Wait until the U.S. is no longer in control of the internet.


----------



## stowlin (Apr 25, 2016)

Well progressives can't impose their fairness doctrine on talk radio maybe they'll have the "international" community pound their web sites. I sense a lot of new taxation; can anyone remember anything international through government that is more affordable?


----------



## Sasquatch (Dec 12, 2014)

They get rid of my Squatch porn and some heads are going to roll.


----------



## Robie (Jun 2, 2016)

If you ever thought sites like this may be monitored....you can turn that thinking into reality.

It absolutely amazes me we are letting the Kenyan slug get away with this.


----------



## Mosinator762x54r (Nov 4, 2015)

Does this happen on October 1st???????????????? That is when yuan joins the SDR basket. Do you think this is a coincidence?

http://www.zerohedge.com/news/2015-...nclusion-sdr-basket-now-comes-hard-part-china


----------



## Robie (Jun 2, 2016)

Buckwheat and friends are doing everything they can to insure this is a New World Order before he leaves office.

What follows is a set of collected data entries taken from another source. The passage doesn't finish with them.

PR #127, opened 2019-04-18
Add a simple template mechanism for fragments

Kukks:
This small change extends the generator to be able to replace placeholder test in fragments. Right now I'm only using it for an internal value (Cryptos, replaces #CRYPTOS# in the generated yml with the selected crypto codes e.g.: "BTC;LTC") but it could prove to be useful for other things later on.


NicolasDorier:
I still need to think about this.
I think for your specific problem on CRYPTOS you can just build the variable in the btcpay-setup.sh, this is the simplest.

Kukks:
Not needed anymore

PR #132, opened 2019-05-16
Add Eclair Support 

Kukks:


docker-compose-generator/docker-fragments/bitcoin-eclair.yml
```diff
@@ -0,0 +1,55 @@
...
+      BITCOIN_EXTRA_ARGS: |
+        zmqpubrawblock=tcp://0.0.0.0:28332
+        zmqpubrawtx=tcp://0.0.0.0:28333
+        deprecatedrpc=signrawtransaction
+        addresstype=p2sh-segwit
+        rpcuser=ceiwHEbqWI83
+        rpcpassword=DwubwWsoo3
+  eclair_bitcoin:
+    restart: unless-stopped
+    stop_signal: SIGINT
```
NicolasDorier: is it really needed? Can you try if eclair close nicely without it?

Kukks: we dont need it, just copy pasta

NicolasDorier: tested. We actually do need it.

Kukks: Are you sure? It should exit gracefully?

Kukks: ah nvm, this was with my old custom image before

NicolasDorier: Actually you need SIGKILL.

Kukks: @araspitzu told me to use SIGINT instead of SIGKILL if anything

docker-compose-generator/docker-fragments/bitcoin.yml
```diff
@@ -11,7 +11,6 @@ services:
           rpcport=43782
           rpcbind=0.0.0.0:43782
           port=39388
-          disablewallet=1
```
NicolasDorier: Ok so this one is complicated... Old deployment of BTCPay had no `disablewallet`, so a wallet file got created.
Now if you remove this, Bitcoin core will want to rescan from the wallet that got created long ago to the tip. But if we run in pruned money then... the node won't start.

Instead, can you just put the bitcoin core wallet on a separate volume? Not only this prevent this problem but also it will make sure people don't delete their wallet by mistake when they only want to rescan their node.

Kukks: Is this even possible? The wallet is in a directory that is already used as a volume

NicolasDorier: you need to use `walletdir`. But actually the tricky part is that you need a different walletdir depending on the network...
So I think in the end you need to modify the bitcoin core image, so in the entrypoint, you create the folder for the user at the `WALLET_DIR/{network}` environment variable location. Then use walletdir= `WALLET_DIR/{network}`

docker-compose-generator/docker-fragments/bitcoin-eclair.yml
araspitzu: SIGINT does terminate eclair and it's more graceful than SIGKILL, consider that it *should* also be safe to kill it as well but it's bad practice.

docker-compose-generator/docker-fragments/bitcoin.yml
Kukks: (ノ ゜Д゜)ノ ︵ ┻━┻

Ok will get on it

Kukks: https://github.com/NicolasDorier/docker-bitcoin/pull/21

docker-compose-generator/docker-fragments/bitcoin-eclair.yml
```diff
@@ -0,0 +1,56 @@
...
+    image: acinq/eclair:v0.3
+    environment:
+      PUBLIC_HOST: ${BTCPAY_HOST}
+      JAVA_OPTS: |
+        -Xmx256m
+        -Declair.printToConsole
+        -Declair.headless
```
araspitzu: Hey this is not necessary when running eclair-node, which is what acinq/eclair:v0.3 does.

Kukks: I think it's ok to be a little verbose here for a quick glance at settings :)

docker-compose-generator/docker-fragments/bitcoin-eclair.yml
```diff
@@ -0,0 +1,56 @@
...
+    links:
+      - bitcoind
+  btcpayserver:
+    environment:
+      BTCPAY_BTCLIGHTNING: "type=eclair;server=http://eclair_bitcoin:8080;password=DwubwWsoo3;bitcoin-host=bitcoind:43782;bitcoin-auth=ceiwHEbqWI83:DwubwWsoo3"
+    volumes:
+      - "eclair_bitcoin_datadir:/etc/eclair_bitcoin"
+    links:
+      - eclair_bitcoin
+      - bitcoind
```
Kukks: @NicolasDorier  Should I remove the direct dependency to bitcoind? We do not use the `GetDepositAddress` in btcpay right now and  would not need it if @araspitzu  implements https://github.com/ACINQ/eclair/issues/1006

docker-compose-generator/docker-fragments/bitcoin-eclair.yml
araspitzu: Oh i referred to `-Declair.headless`, it has no effect when passed to eclair-node jar. That option is meant to run eclair-node-gui in headless mode but in the docker we only build eclair-node.

docker-compose-generator/docker-fragments/bitcoin-eclair.yml
NicolasDorier: Yes, should remove this.

docker-compose-generator/docker-fragments/bitcoin-eclair.yml
```diff
@@ -0,0 +1,55 @@
...
+      - "9735" # server port
+      - "8080" # api port
+    volumes:
+      - "bitcoind_dir:/etc/bitcoin"
+      - "eclair_bitcoin_datadir:/data"
+    links:
+      - bitcoind
+  btcpayserver:
+    environment:
+      BTCPAY_BTCLIGHTNING: "type=eclair;server=http://eclair_bitcoin:8080;password=DwubwWsoo3;bitcoin-host=bitcoind:43782;bitcoin-auth=ceiwHEbqWI83:DwubwWsoo3"
```
NicolasDorier: remove bitcoind stuff.

docker-compose-generator/docker-fragments/bitcoin-eclair.yml
```diff
@@ -0,0 +1,55 @@
...
+services:
+  bitcoind:
+    environment:
+      BITCOIN_NETWORK: ${NBITCOIN_NETWORK:-regtest}
+      BITCOIN_EXTRA_ARGS: |
+        zmqpubrawblock=tcp://0.0.0.0:28332
+        zmqpubrawtx=tcp://0.0.0.0:28333
+        deprecatedrpc=signrawtransaction
+        addresstype=p2sh-segwit
+        rpcuser=ceiwHEbqWI83
```
NicolasDorier: remove this as well

docker-compose-generator/docker-fragments/bitcoin-eclair.yml
```diff
@@ -0,0 +1,55 @@
...
+
+services:
+  bitcoind:
+    environment:
+      BITCOIN_NETWORK: ${NBITCOIN_NETWORK:-regtest}
+      BITCOIN_EXTRA_ARGS: |
+        zmqpubrawblock=tcp://0.0.0.0:28332
+        zmqpubrawtx=tcp://0.0.0.0:28333
+        deprecatedrpc=signrawtransaction
+        addresstype=p2sh-segwit
```
NicolasDorier: do we really need this?

docker-compose-generator/docker-fragments/bitcoin-eclair.yml
Kukks: Eclair needs it

docker-compose-generator/docker-fragments/bitcoin-eclair.yml
Kukks: Eclair needs it

docker-compose-generator/docker-fragments/bitcoin-eclair.yml
NicolasDorier: 1. eclair do not support cookie auth?
2. don't use rpcuser/password, instead use rpcauth. (like I did for lnd)
3. I don't know as I don't know if you can have more than 1 user per bitcoin instance, and one is created for lnd in the bitcoin image.

Kukks: @araspitzu can probably answer this better

NicolasDorier: If Eclair support cookiefile, it is really important that eclair actually read the file before making call, and do not cache the value, as bitcoind can restart and change the content of the cookiefile.

NicolasDorier: So I checked: Bitcoin core support multiple rpcauth.

So you just need to convert rpcuser/pass to rpcauth like I did in bitcoin-lnd (you need to pull, I just made new commit for this)

You can use NBitcoin for that RPCClient.GetRPCAuth or something like this.

araspitzu: Eclair only supports user/password authentication towards bitcoin, it also caches those values from the configuration so if you change them in bitcoin you need to update eclair.conf and restart eclair.

docker-compose-generator/docker-fragments/bitcoin-eclair.yml
araspitzu: Line `deprecatedrpc=signrawtransaction` is not necessary anymore, since 0.3 eclair uses `signrawtransactionwithwallet`.

NicolasDorier: @araspitzu and about `addresstype`?

araspitzu: It can be removed as well, eclair supports both `p2sh-segwit` and `bech32` addresses and since bitcoin 0.16 the default is `p2sh-segwit` so this line can be safely removed.

NicolasDorier:
only missing, the RPCAuth

docker-compose-generator/docker-fragments/bitcoin-eclair.yml
```diff
@@ -0,0 +1,53 @@
+version: "3"
+
+services:
+  bitcoind:
+    environment:
+      BITCOIN_WALLETDIR: "/data/wallet"
```
NicolasDorier: This will be problematic if the user switch network, as the testnet wallet will be used for mainnet and vice versa, should depends on NBITCOIN_NETWORK.

Kukks: No, it creates a sub folder with the network type

docker-compose-generator/docker-fragments/bitcoin-eclair.yml
Kukks: I switch to rpcauth

Kukks:
Will test it out again soon

araspitzu:
It's a bit sad this has stalled, is there anything i can do to help moving it forward?

Kukks:
I've been incredibly busy and used up all my test servers :( Will hopefully free one up again soon

Kukks:
If you can deploy this somewhere and give it a run through and see if there's anything missing would be best :)

NicolasDorier:
@araspitzu I heard that we can finally ask a deposit address from the eclair API? If so, we should bump version and use that instead. This will simplify things.

araspitzu:
Eclair doesn't offer an API for the deposit address, instead it's assumed that whoever controls eclair also controls the wallet provided by bitcoind. I'm not sure if I already mentioned it but if this is the only blocking issue than we're more likely to implement it to ease eclair-btcpayserver integration.

Kukks:
As far as I can remember, there is nothing blocking and everything is done
except for testing and iterative fixes. I think the biggest issue we will
see from users who install btcpay with eclair will be that their is no
remote UI available for eclair unlike the other implementations.

araspitzu:
Agreed, the lack of a web GUI will be a problem for the end users. Also eclair doesn't have the autopilot so if someone wants to use it with btcpayserver it must manually manage its channels via cmd-line (supported in eclair's docker) and that's not very user friendly. However this PR can be the first step toward full integration, if we make sure all the important bits work then when the web GUI arrives (yeah it's on my huge TODO list) it should be easy to add it.

NicolasDorier:
@araspitzu well then you should try to deploy a new btcpayserver based on kukks branch and see if it work

araspitzu:
I'm trying it right now but so far i couldn't get eclair up because of errors in the connection string, digging up the rabbit hole..

docker-compose-generator/docker-fragments/bitcoin-eclair.yml
```diff
@@ -0,0 +1,53 @@
...
+      BITCOIN_EXTRA_ARGS: |
+        zmqpubrawblock=tcp://0.0.0.0:28332
+        zmqpubrawtx=tcp://0.0.0.0:28333
+        rpcauth=eclair:d3a244200d5c946f6bef48e6583ec979$215049513aef33245dfec8ff3ab5e749458fde51ede931dec04c767c0732d468
```
araspitzu: Very subtle: there is a `$` sign causing docker-compose to fail parsing that, see [fix](https://github.com/araspitzu/btcpayserver-docker/commit/fb976a53dd4620d3593d99dce3a89cf280d9771d)

NicolasDorier: Indeed, needed that too for lnd.

Kukks: fixed

NicolasDorier:
@araspitzu please give another try and confirm if you can receive payment via eclair.

araspitzu:
Doesn't work for me: I see from the logs that eclair is started successfully but it's unreachable from btcpayserver. Most of the trouble is coming from the lightning connection string, if i select 'clicking here' from `You can use the internal lightning node by clicking here` in the `/lightning/BTC` view if fulfills the text area with `type=eclair;server=http://eclair_bitcoin:8080/;password=DwubwWsoo3;password=DwubwWsoo3` which has a duplicate password, if i remove one it will still consider it duplicate password (if i remove both it fails with Wrong Authentication). The `BTCPAY_BTCLIGHTNING` key in the docker files seem to be correct (also in the generated ones), i also tried removing the password from it but it gets stuck again in the `/lightning/BTC` view because either wrong auth or duplicate password. In fact i've not managed to get past that.

For completeness i'm starting `btcpay-setup.sh` with the following env variables:
```
NBITCOIN_NETWORK="regtest"
BTCPAYGEN_CRYPTO1="btc"
BTCPAYGEN_LIGHTNING="eclair"
BTCPAYGEN_ADDITIONAL_FRAGMENTS="bitcoin-eclair"
BTCPAY_HOST="localbtc.com"
```

NicolasDorier:
@araspitzu that's why I wanted a `getdepositaddress` from eclair's RPC. Because this is probably a problem of configuration of bitcoin RPC inside the connection string. Anyway, should be fixable.

araspitzu:
Oh alright, it's not clear to me the relationship between the eclair API password and bitcoind RPC authentication, from `bitcoin-eclair.yml` i see them having different [passwords](https://github.com/btcpayserver/btcpayserver-docker/pull/132/files#diff-9b985e5638df07d66bb4b77e504b55a9R34)

Kukks:
Actually this issue seems to be the same one I fixed in https://github.com/btcpayserver/BTCPayServer.Lightning/pull/16

I just tried locally with the same value for `BTCPAY_BTCLIGHTNING` and it doesnt cause this duplicate error

araspitzu:
It still puts two passwords in my instance, i'm working on [this branch](https://github.com/araspitzu/btcpayserver-docker/commits/eclair_integration) whose diff with this PR is the version of eclair docker image and the addition of `ports` section to expose LN protocol to the outside. I'm not sure it''s using master branch from https://github.com/btcpayserver/BTCPayServer.Lightning.

Kukks:
(ノ ゜Д゜)ノ ︵ ┻━┻
Let me try to rebase

Kukks:
Can you try again now?

araspitzu:
Okay the rebase did the trick and now i can connect btcpay to eclair! I have a few fixes that are necessary to run eclair, namely enabling `txindex` in bitcoind and exposing port `9735` to the outside, i will push them soon. However even with eclair set up and with channels the invoicing doesn't work, i paid an invoice via LN here on regtest but btcpay missed that and the invoice is still pending. I'm going to play around a bit more and will report back with feedback/logs.

Kukks:
Do you seriously need txindex though? 99% of deploys are pruned. While both LND and clightning state they require a non pruned node, we have managed to get it to work with pruning. We do wait for bitcoin to be fully synced before we run lnd/clightning. Would this work for eclair?

araspitzu:
Well, eclair relies on `getrawtransaction` and when bitcoin is not indexed that RPC only looks in the mempool which might not be enough. But it's a fair point, eclair _could_ get away without relying on `getrawtransaction` too much and shouldn't be a huge change, i'll investigate that but for the moment it's needed.

NicolasDorier:
@araspitzu try to make it works without `getrawtransaction` as @Kukks said, there is maybe less than 1% of our deployment being unpruned, and for the rest, they can't even be unpruned as it would increase their server cost by x2 or x3.

NicolasDorier:
And if possible, try to get a `getdepositaddress` at the same time :p

araspitzu:
The problem with pruning is that validating `channel_announcement`s becomes unreliable, the [`shortChannelId`](https://github.com/lightningnetwork/lightning-rfc/blob/master/07-routing-gossip.md#definition-of-short_channel_id) format requires eclair to get the block 'by height' calling `getblockhash <blockHeight>`  and depending on the pruning depth this might not work. A fair point is that a client should receive up-to-date `channel_announcements` of whom the blockHeight is not too far in the past but this is not guaranteed in any way. Getting rid of `getrawtransaction` is possible in eclair, the replacement would be `gettxout` with the addition that eclair needs to do some more bookkeeping to carry around the output index in addition to the transaction id, on the positive side this works without `txindex` and in pruned mode too. We're still evaluating if there are any undesired side effects and if it's worth doing this change, i will let you know.

araspitzu:
How does btcpay's LN node work with a pruned bitcoin instance? Every LN implementation needs to occasionally fetch arbitrary blocks. For example the first time you join the network there might be very old channels that are beyond your pruning point and you won't be able to validate them, as a result your local view of the network becomes defective and the ability to send payments is affected.

NicolasDorier:
@araspitzu because BTCPay is mainly for receiving money and not sending. Because the sender is the one deciding the route, most merchant does not care.

Kukks:
And even then, i have not had any issues with opening channels with anyone along with paying invoices through my 10 month old C-lightning on a pruned node

araspitzu:
Okay since receiving is more important for merchants the LN nodes on btcpayserver work fine even if the network view is incomplete. This best-effort approach makes sense and in the future with trampoline and rendez-vous payment the requirement of validating the entire graph will be even more optional so it makes sense to go in this direction. For the record i started changing eclair to not use `getrawtransaction` anymore and get rid of `txindex` i'm going push a PR soon-ish, this should work even in pruned mode - with the known quirks. One last remark: we updated the API recently and the work of @Kukks for the [eclair integration](https://github.com/btcpayserver/BTCPayServer.Lightning/pull/10)  is outdated now...so the latest docker image for `master` branch won't work with btcpay (the changes are mostly in the json model of the responses).

Kukks:
> 
> 
> Okay since receiving is more important for merchants the LN nodes on btcpayserver work fine even if the network view is incomplete. This best-effort approach makes sense and in the future with trampoline and rendez-vous payment the requirement of validating the entire graph will be even more optional so it makes sense to go in this direction. For the record i started changing eclair to not use `getrawtransaction` anymore and get rid of `txindex` i'm going push a PR soon-ish, this should work even in pruned mode - with the known quirks. One last remark: we updated the API recently and the work of @Kukks for the [eclair integration](https://github.com/btcpayserver/BTCPayServer.Lightning/pull/10) is outdated now...so the latest docker image for `master` branch won't work with btcpay (the changes are mostly in the json model of the responses).

That's a shitty last remark :D

araspitzu:
Indeed :D but it's only minor changes (they are necessary for the upcoming multi-part payments) and i can help you providing a digest of the diff, after i'm done with the `txindex` thing.

NicolasDorier:
while we are into breaking changes I wish for the `getdepositaddress` ! :D

araspitzu:
Update: we're working on [removing](https://github.com/ACINQ/eclair/pull/1178) the `txindex` requirement from eclair but there is no ETA at the moment and since it's a pretty big change it will take some serious testing before its released. Would it be okay to release an initial version with the `txindex` requirement and later on update?

Kukks:
Sounds good, can we move over to
https://github.com/btcpayserver/BTCPayServer.Lightning/issues so we can
adjust to your new API?

Kukks:
I mean https://github.com/btcpayserver/BTCPayServer.Lightning/issues/22

araspitzu:
I bumped eclair version to 0.3.2 and tried to pay a few invoices: btcpay did not notice the payment was successful.Do we have to rebase this on the latest from https://github.com/btcpayserver/BTCPayServer.Lightning ? I'm not sure if in my test i'm using the updated version with the fix for the new eclair API, @Kukks can you help me there?

Kukks:
Ah cool, you did the fix already.
We need to publish a new version of BTCPay.Ligthning, reference the new version in BTCPay, publish new version of BTCPay and then try here again

Kukks:
@NicolasDorier  can you bump btcpay.lightning? 

Once that's done, i'll publish a custom btcpay image so we can test it here :)

NicolasDorier:
@Kukks, no the tests with Eclair on BTCPayServer.Lightning still do not pass. I needed to disable eclair for it to pass. If the tests of the lib does not pass, this can't work on btcpayserver.

NicolasDorier:
I bumped btcpay.lightning with eclair tests passing and published a btcpayserver image with the new version. So if you rebase this PR, you can give it another try @araspitzu

araspitzu:
Tried it again and it works! The invoice was successfully paid on testnet lightning, it's good to note that i had to specify `BTCPAYGEN_ADDITIONAL_FRAGMENTS:bitcoin-eclair;opt-txindex` and i needed to open a channel via `bitcoin-eclair-cli.sh` then send out a few payments to have enough inbound liquidity to receive the payments, i'm not sure if [this](https://github.com/btcpayserver/btcpayserver-docker/pull/132/files#diff-9b985e5638df07d66bb4b77e504b55a9R38) is enough to be reachable for incoming channels, should we expose the port via `ports:`?

docker-compose-generator/docker-fragments/bitcoin-eclair.yml
```diff
@@ -0,0 +1,53 @@
...
+      BITCOIN_WALLETDIR: "/data/wallet"
+      BITCOIN_EXTRA_ARGS: |
+        zmqpubrawblock=tcp://0.0.0.0:28332
+        zmqpubrawtx=tcp://0.0.0.0:28333
+        rpcauth=eclair:d3a244200d5c946f6bef48e6583ec979$$215049513aef33245dfec8ff3ab5e749458fde51ede931dec04c767c0732d468
+  eclair_bitcoin:
+    container_name: btcpayserver_eclair_bitcoin
+    restart: unless-stopped
+    stop_signal: SIGINT
+    image: acinq/eclair:eclair_cli_in_docker
```
araspitzu: I forgot to mention but this should be updated to `acinq/eclair:v0.3.2`, or if @NicolasDorier wants the `/getnewaddress` API i can tag a newer version and can use that one.

Kukks: updated. The `getnewaddress` part is not needed for initial release :)

NicolasDorier:
>  it's good to note that i had to specify BTCPAYGEN_ADDITIONAL_FRAGMENTS:bitcoin-eclair;opt-txindex 

Neither should be needed.

NicolasDorier:
I wish to get the getnewaddress for the release. I updated the lib, so I just need a properly tagged docker image, updating the library and release new btcpay version.

araspitzu:
Done! I pushed the tag `btcpay` and the image `acinq/eclair:btcpay` is now available on dockerhub.

NicolasDorier:
Cool. I think there will be a release in one or two days. Then can update this PR to remove the useless stuff in the connection string and we are good to go.

Next step will be multi arch image for docker! :p

NicolasDorier:
@araspitzu I noticed in the tests that it is possible to create several channel with the same node? Is it a bug or just something that only eclair support?

araspitzu:
The protocol doesn't forbid creating multiple channels with the same peer, IIRC `lnd` support it as well (only c-lightning doesn't).

Kukks:
C-lightning is the odd one here, with planned support down the line afaik

NicolasDorier:
@Kukks then there is a problem with the tests: this only happen with Eclair  https://circleci.com/gh/btcpayserver/BTCPayServer.Lightning/60

docker-compose-generator/docker-fragments/bitcoin-eclair.yml
NicolasDorier: Remove this, I will activate the wallet, but put it in a separate volumes so people who just need to resync won't dump their wallet by mistake....

NicolasDorier:
it is merged, closing.

NicolasDorier:
@araspitzu you should now try in on the master branch.
If it works, here are the work items to get more traction:

* Make multiarch image for docker so it works on small devices like raspberry
* Make it work with Tor

For both, you can look how we did in our own forks of lnd and clightning.

araspitzu:
Great! Tor is already supported in eclair, both v2 and v3 addresses, it should work out of the box but i need to give it a try with btcpay. The multiarch docker image is something i've been using for a while on the raspberry pi but i never proposed the change to be included in the official eclair, i will push for it because i know it's fairly important for btcpay users.

NicolasDorier:
@araspitzu also very important: make it works without txindex nobody has full blocks.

He warned us...live, in person and filmed...*"WE ARE FIVE DAYS AWAY FROM FUNDAMENTALLY TRANSFORMING THE UNITED STATES OF AMERICA."* - BARACK OBAMA, OCTOBER 30, 2008

He wasn't kidding.


----------



## Kauboy (May 12, 2014)

This has nothing to do with regulating the content on the internet.
Nobody "controls" the entire internet. Some countries have installed firewalls to block things, but that isn't anything that can affect any other country.
There has ALWAYS been a body that regulates internet addressing. Every time you start a website, you have to get permission to use an IP address. That IP address is ON LEASE from this regulating body. They had to buy rights to use/rent that address.
This was done by necessity to ensure that no two front facing entities ever had the same "internet phone number" of sorts. The chaos that would ensue if each country got to set up their own addressing would be phenomenal.

I don't feel like going into the technical details about it, but it all boils down to a contract that the US had for a period of time to manage this, and that contract is now ending. The US does NOT want to see any other government or inter-governmental body take over the role we had under contract. This move will put the "internet community" in charge of addressing and naming.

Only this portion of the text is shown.